The Nature of the Digital Divide in the COVID-19 Era
Exactly what are the digital divide problems that disrupt remote learning strategies? They are numerous:
- Lack of access to broadband internet access from home
- Lack of access to internet technology beyond a “smartphone”
- Lack of suitable learning space at home (this includes private and quiet places to attend remote classes and to study but also space that is not potentially embarrassing to the student)
- Lack of adequate training to utilize and to participate in remote learning experiences
- Lack of one-on-one contact with professors to overcome learning hurdles encountered in classes
All of these factors have the potential of not only reducing the participation and completion of remote learning courses by minority students but even pushing them out of college altogether. A recent poll from The Education Trust and the Global Strategy Group found that 84 percent of black students and 81 percent of Latino students as compared to 77 percent of white students fear that they will not be able to stay on track with their educational programs and graduate from college. While there are numerous articles detailing the problems created by the digital divide and suggesting national solutions such as ensuring that all Americans have access to broadband, there has not been as much attention to the strategies that colleges can undertake right now to respond to the needs of digitally disconnected students.
Strategies to Bridge the Digital Divide
Most universities have undertaken the obvious strategies to bridge the divide. Schools have provided wi-fi “hot spots” for students without broadband access at their homes. They have provided Chromebooks and similar tablet and laptop technologies for students whose only access platform was a smartphone. Schools have even made parking lots available when campuses were otherwise closed so that students could obtain internet access from their cars. There are many other strategies, however, that schools should be employing. Let me identify just a few:
- Include asynchronous delivery and downloadable materials as important parts of every course. It is attractive to want to recreate the experience of face-to-face learning in a remotely delivered class. Unfortunately, this may not be the most effective pedagogical strategy and may actually accentuate the digital divide. Being available for a regularly scheduled class may be very difficult in home settings. Ten AM classes on campuses are very popular for both students and faculty members but Zooming into a 10 AM class from a busy home may be almost impossible. Some of our most effective online courses rely exclusively on asynchronous delivery. That is because these courses were designed to deal with the realities of part-time students who are trying to balance family and work demands with the pursuit of a college degree. This is exactly the situation in which many formerly residential students now find themselves. If the primary focus of a remote class is recreating the face-to-face classroom experience, it is likely to exacerbate the digital divide.
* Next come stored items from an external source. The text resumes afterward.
PR #2094, opened 2019-11-06
template: add the method RemoveKeys to KV

vrischmann:
KV.Remove is not callable inside a template because it needs a slice of string which can't be created in a template.
Introduce the KV.RemoveKeys method which takes a vararg of strings and then calls KV.Remove.

I came across this problem because I was trying to do this in my Slack template:
```
{{ define "__subject" }}{{ if .GroupLabels.type }}{{ .GroupLabels.type }} {{ end }} {{with .GroupLabels}}{{.Remove "type"}}{{ .SortedPairs.Values | join " / " }}{{end}}{{end}}
```

except this doesn't work because of this error:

- When you do use synchronous experiences, provide flexibility and protection to students. Synchronous video and audio can provide a great platform for individualized and small group assistance. These sessions need to be flexibly scheduled. Furthermore, many students, and also many faculty members and workers, are concerned about the impressions that will be created by bringing others into their “at home” workspaces. Not everyone has a tidy office framed by bookcases and professional knickknacks. At college, students study in what approximates equal spaces. Students’ homes are very unequal spaces. Green screen backgrounds are readily available, however, on Zoom and other synchronous video platforms. It would be easy for a college to adopt a standard background used by all students and faculty members that would provide an effective, professional, and pleasant background while not putting anyone (students and faculty members alike) in the position of feeling that they were hiding behind a backdrop.
- Provide access to technology enhancing aides. As professors become more creative and experienced in dealing with remote learning, the nature of the technology that they will use to teach is naturally going to become more sophisticated. At the extreme, one can imagine science labs being conducted in virtual reality settings using high-end goggles and interface devices. It is unlikely that we are headed en masse into that environment in AY 2021. On the other hand, every digital enhancement has the potential of increasing the digital divide. Harvard has come up with a simple strategy. Every student this fall will receive a technology “goody bag” containing technology enhancing devices that are relatively inexpensive but which will allow faculty members to push the technology envelope of their courses. One example of an included item is an inexpensive frame that allows a regular smartphone to be turned into a virtual reality device. In total, the “goody bag” items will cost just a few hundred dollars but will allow access to and standardization of a wide range of technology enhancements.
- Expand the collegiate “protective bubble” into the virtual campus. Remote learning takes students out of the normal “protective bubble” provided by the college campus. While not perfect, the college campus is an excellent place to learn. For the most part, all the resources that one needs are readily available on the campus. Libraries and library staff are positioned to provide both a quiet place to study as well as access to all of the additional resources necessary to enhance the learning process. Support staff are available to deal with a wide range of barriers from mental and physical health to hunger. And, of course, fellow students and faculty members are relatively available a mere walk or free bus ride away. For three hours each week, students and faculty members come together in a comfortably appointed classroom for both formal and informal interactions. Remote learning breaks this “bubble.” Just like with all campus services, more successful and privileged students will be able to navigate remote access. This is also true inside the “bubble”—a consistent phenomenon at all colleges is that the grade point average of students seeking assistance at the tutoring center is significantly higher than the average grade point average on campus. We can work to bridge this divide remotely.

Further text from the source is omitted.